THE TASK:
Scan the data. Collect each line that contains the word "required".
»»
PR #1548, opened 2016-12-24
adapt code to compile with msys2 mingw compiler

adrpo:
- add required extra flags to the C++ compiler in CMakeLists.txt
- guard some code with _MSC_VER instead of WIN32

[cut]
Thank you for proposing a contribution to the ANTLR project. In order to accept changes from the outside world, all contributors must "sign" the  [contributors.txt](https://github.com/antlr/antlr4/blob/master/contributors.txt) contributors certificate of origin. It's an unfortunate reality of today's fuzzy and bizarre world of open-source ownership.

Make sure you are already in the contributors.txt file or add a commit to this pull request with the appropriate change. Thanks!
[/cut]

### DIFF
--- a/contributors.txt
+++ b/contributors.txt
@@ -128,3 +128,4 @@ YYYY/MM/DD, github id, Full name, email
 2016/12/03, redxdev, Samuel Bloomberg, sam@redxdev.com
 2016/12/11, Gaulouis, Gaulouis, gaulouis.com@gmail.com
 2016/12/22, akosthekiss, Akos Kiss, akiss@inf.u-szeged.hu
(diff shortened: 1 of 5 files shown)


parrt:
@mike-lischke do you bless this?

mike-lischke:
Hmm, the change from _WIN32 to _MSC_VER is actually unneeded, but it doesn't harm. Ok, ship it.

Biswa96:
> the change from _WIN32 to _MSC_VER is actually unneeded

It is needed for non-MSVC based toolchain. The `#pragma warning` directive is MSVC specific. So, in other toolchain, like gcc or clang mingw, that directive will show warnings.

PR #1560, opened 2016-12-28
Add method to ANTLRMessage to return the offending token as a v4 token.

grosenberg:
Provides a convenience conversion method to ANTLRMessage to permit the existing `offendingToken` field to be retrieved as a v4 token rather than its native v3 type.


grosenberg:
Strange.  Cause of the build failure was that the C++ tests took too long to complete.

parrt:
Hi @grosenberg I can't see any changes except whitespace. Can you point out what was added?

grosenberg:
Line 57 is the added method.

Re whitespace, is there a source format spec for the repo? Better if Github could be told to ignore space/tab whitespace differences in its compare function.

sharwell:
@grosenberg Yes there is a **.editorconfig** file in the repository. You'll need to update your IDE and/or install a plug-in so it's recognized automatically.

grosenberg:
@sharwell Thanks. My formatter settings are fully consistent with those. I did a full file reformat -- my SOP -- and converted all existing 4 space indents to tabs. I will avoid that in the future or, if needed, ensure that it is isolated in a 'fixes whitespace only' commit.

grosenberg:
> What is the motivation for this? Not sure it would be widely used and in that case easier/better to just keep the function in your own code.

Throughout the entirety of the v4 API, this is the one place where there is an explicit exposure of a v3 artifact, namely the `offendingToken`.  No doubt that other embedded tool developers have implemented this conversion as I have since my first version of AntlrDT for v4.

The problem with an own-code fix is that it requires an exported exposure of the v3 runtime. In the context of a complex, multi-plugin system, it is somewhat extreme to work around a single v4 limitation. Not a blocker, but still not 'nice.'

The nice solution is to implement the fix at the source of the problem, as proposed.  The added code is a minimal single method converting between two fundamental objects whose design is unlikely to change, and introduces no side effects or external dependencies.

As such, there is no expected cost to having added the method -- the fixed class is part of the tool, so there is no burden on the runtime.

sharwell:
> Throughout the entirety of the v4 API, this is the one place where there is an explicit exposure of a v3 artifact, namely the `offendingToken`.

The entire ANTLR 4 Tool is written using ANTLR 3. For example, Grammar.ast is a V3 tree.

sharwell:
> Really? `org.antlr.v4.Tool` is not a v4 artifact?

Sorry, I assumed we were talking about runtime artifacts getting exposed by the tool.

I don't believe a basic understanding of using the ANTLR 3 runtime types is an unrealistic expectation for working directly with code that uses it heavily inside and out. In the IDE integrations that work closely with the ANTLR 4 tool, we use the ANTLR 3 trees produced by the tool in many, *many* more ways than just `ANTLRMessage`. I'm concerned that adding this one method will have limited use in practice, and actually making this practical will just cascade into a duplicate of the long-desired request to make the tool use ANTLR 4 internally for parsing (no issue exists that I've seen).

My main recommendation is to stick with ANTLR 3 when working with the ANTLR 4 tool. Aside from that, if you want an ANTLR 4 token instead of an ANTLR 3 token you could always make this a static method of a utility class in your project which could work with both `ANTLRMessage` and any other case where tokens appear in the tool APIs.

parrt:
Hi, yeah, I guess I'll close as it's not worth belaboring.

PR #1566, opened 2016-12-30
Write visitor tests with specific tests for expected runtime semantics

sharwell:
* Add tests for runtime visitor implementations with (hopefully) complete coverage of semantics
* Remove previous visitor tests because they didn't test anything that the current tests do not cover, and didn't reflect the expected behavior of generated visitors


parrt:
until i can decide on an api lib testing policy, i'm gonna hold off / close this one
««
»»
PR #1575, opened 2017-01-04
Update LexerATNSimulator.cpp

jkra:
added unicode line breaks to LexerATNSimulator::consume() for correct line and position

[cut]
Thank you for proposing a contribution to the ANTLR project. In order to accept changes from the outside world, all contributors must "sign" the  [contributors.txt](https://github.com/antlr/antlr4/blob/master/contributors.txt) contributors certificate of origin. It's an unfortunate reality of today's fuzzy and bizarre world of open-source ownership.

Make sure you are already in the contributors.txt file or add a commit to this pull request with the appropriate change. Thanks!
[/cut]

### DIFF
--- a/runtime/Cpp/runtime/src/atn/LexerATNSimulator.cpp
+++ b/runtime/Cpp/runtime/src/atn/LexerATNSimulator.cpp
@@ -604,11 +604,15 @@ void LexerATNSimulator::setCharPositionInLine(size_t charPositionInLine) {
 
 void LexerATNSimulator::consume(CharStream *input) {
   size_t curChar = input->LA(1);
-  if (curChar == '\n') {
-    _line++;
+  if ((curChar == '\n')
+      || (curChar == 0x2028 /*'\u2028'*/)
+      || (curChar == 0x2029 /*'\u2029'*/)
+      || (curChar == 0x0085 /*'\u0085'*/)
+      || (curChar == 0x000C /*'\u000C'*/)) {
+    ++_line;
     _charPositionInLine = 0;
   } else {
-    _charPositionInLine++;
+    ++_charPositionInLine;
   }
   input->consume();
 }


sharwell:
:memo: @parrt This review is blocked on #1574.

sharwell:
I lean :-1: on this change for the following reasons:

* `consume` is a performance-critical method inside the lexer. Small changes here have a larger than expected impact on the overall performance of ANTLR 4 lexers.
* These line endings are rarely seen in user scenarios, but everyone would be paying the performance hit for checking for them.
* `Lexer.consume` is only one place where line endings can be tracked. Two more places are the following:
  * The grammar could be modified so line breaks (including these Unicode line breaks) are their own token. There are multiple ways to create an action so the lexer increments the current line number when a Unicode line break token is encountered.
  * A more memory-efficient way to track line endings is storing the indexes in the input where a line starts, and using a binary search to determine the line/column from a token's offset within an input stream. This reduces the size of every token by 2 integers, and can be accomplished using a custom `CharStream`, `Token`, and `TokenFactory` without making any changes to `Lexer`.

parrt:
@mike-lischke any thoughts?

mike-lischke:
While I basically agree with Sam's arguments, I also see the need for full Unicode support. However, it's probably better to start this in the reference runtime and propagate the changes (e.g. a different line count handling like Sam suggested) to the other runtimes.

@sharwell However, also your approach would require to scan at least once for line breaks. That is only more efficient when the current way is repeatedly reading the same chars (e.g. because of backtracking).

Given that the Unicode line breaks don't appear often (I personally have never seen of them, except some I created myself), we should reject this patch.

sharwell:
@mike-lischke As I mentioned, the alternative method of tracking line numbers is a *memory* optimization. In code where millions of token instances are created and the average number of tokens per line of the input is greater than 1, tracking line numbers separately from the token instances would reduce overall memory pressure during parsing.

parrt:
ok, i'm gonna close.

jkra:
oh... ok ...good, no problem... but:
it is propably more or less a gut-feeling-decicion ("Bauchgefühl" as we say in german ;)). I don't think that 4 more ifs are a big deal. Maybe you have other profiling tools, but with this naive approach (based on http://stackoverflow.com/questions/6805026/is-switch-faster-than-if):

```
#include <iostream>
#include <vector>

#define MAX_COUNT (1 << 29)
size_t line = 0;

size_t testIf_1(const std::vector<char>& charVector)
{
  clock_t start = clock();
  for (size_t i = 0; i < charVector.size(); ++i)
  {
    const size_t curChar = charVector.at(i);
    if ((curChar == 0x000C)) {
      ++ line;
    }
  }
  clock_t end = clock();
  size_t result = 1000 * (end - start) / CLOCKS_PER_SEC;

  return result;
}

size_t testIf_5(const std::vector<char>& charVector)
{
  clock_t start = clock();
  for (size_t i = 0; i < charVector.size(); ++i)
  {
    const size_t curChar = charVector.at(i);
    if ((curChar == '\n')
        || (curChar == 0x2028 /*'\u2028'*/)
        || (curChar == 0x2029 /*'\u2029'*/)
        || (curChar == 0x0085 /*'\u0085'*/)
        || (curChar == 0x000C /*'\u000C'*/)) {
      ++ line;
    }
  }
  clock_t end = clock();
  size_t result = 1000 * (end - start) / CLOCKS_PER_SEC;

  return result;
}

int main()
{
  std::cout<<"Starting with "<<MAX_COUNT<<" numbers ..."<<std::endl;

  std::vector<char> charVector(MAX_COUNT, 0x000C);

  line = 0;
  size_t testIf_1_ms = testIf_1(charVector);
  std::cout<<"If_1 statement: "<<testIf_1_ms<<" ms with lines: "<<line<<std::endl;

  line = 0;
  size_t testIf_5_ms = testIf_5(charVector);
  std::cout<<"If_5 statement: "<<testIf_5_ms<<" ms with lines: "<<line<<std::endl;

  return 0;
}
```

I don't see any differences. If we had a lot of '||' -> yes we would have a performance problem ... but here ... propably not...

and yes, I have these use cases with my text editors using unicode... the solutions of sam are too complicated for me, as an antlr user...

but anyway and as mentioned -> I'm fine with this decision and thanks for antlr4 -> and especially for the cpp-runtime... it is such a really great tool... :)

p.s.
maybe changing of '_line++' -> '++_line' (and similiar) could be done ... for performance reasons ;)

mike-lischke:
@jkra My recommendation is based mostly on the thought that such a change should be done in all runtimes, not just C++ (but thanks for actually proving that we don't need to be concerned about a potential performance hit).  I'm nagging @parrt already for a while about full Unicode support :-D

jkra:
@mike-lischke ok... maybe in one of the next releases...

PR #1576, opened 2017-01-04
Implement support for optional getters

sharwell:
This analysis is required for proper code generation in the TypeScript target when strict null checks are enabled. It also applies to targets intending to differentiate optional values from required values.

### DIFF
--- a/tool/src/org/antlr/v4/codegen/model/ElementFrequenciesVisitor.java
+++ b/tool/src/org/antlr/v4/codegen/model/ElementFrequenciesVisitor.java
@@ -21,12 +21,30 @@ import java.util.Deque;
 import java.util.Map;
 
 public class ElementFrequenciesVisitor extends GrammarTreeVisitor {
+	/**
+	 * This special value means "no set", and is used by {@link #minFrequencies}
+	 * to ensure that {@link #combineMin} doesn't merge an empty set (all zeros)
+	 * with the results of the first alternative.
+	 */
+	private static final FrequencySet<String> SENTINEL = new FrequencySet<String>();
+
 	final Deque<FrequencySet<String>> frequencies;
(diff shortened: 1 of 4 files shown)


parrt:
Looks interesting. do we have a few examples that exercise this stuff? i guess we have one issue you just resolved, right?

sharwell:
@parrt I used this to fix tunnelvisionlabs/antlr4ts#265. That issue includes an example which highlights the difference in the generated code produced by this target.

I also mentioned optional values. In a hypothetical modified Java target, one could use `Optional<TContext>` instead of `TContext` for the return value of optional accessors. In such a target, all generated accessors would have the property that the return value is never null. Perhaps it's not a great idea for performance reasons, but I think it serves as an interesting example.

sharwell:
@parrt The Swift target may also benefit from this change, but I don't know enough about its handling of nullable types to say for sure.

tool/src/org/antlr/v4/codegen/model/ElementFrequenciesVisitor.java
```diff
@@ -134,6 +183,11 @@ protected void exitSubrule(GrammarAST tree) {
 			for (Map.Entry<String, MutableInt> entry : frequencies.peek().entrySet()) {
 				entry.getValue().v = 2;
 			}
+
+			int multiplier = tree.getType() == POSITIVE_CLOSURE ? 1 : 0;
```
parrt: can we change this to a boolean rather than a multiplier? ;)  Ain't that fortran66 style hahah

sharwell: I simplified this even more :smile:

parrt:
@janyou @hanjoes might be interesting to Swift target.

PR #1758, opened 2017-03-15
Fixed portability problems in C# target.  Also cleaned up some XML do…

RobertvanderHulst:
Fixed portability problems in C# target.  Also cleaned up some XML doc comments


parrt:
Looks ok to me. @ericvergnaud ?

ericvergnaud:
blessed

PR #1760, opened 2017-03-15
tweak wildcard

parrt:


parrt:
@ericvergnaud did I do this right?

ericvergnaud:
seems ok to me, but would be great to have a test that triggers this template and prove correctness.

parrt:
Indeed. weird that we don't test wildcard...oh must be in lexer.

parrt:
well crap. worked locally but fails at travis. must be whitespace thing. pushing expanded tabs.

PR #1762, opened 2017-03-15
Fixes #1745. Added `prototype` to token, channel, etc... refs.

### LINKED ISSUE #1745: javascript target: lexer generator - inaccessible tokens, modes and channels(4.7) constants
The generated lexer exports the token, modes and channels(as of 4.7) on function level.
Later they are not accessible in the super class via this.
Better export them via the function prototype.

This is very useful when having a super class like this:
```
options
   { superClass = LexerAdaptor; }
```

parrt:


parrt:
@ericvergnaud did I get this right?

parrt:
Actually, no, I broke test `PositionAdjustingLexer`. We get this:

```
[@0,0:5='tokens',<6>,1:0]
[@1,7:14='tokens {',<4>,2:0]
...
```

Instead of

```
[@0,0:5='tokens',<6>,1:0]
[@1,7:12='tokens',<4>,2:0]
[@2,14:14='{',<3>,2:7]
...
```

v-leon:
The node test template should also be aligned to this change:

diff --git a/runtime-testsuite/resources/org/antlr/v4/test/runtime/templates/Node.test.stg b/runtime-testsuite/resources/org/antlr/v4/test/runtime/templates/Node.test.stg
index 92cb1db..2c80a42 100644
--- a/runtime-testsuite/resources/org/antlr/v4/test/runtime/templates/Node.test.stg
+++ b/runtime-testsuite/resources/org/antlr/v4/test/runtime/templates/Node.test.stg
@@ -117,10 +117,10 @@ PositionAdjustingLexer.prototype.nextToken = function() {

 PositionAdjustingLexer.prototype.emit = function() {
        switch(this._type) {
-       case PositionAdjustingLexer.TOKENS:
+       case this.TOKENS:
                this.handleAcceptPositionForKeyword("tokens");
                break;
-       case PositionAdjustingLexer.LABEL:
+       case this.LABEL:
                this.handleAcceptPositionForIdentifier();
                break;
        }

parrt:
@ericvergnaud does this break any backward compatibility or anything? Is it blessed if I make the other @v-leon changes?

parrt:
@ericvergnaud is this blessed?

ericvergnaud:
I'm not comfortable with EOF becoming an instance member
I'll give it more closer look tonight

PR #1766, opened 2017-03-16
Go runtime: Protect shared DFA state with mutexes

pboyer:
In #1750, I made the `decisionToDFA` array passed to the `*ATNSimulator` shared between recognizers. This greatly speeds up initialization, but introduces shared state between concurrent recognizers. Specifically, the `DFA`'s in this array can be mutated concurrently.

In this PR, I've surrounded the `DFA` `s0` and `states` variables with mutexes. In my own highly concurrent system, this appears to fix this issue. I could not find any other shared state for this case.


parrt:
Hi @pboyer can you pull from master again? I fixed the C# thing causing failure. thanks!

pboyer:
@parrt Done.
««
PROBLEM SOLUTION:
- add required extra flags to the C++ compiler in CMakeLists.txt
This analysis is required for proper code generation in the TypeScript target when strict null checks are enabled. It also applies to targets intending to differentiate optional values from required values.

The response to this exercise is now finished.